Claude Code のセッション中に / から始まる文字列を打つと、特別な機能が呼び出せることをご存じですか?
これがスラッシュコマンドと呼ばれるもので、使い方を覚えておくと作業効率がぐんと上がります。今回は中でも毎日のように使う 4 つを紹介します。
1. /clear(会話を全部リセット)
話が脱線してしまった、違うタスクに切り替えたい、そんなときに使います。
Claude が直前のやり取りを完全に忘れるので、まっさらな状態から始まります。別プロジェクトに切り替えるときにも便利。
2. /compact(会話を「要約」して再スタート)
長時間作業していると、Claude の頭の中(コンテキスト)が膨らんで、返答がだんだん鈍くなることがあります。
そんなときは /compact。今までのやり取りを Claude 自身が要約して、それを出発点に再構成してくれます。重要な文脈は残しつつ、精度が戻る便利なコマンドです。
/clear と /compact の使い分け
- 別のタスクに完全に切り替える →
/clear - 同じタスクの続きだが精度を戻したい →
/compact
この2つを使いこなせるだけで、長時間作業の快適さが別物になります。
3. /help(いつでもヘルプ)
使えるコマンドの一覧が出ます。迷ったらとりあえず叩くのが吉。
4. /agents(サブエージェント管理)
大きな作業を「専門家」に分解して任せたいときに使います。調査専門、レビュー専門、などの Claude を呼び出せるので、使いこなすとチーム作業のような感覚になります。
自分専用のコマンドも作れる
実は、自分だけのスラッシュコマンドを作ることもできます。「いつも同じ指示を繰り返す作業」はコマンド化しておくと、一発で呼び出せるようになります。

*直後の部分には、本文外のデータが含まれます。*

PR #2007, opened 2026-09-08
fix(file-upload,ellipsis-center): proper file item overflow (#DS-5271)

NikGurev:
Uploading a file with a long name didn't shorten the name — the row stretched instead and a horizontal scrollbar appeared.

The row was growing to fit the whole name rather than shrinking. That caused the scrollbar, and it also made the shortening logic measure the stretched width, so it trimmed the text to a size that was already off screen.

例えば「変更差分を見て、テストを走らせて、コミットメッセージを作る」みたいな定型フローを /commit のようなコマンドにまとめる、など。これは別記事でしっかり解説します。
まとめ
スラッシュコマンドは Claude Code の隠し機能のようで、実は毎日使いたくなる王道ツールです。
まず /clear と /compact だけ覚えてみてください。この2つを使いこなせるようになった頃には、Claude Code が手放せなくなっているはず。
これで入門シリーズはおしまい。次回からは、実際の作業シーン別にどう Claude Code を使うかの具体例を紹介していきます。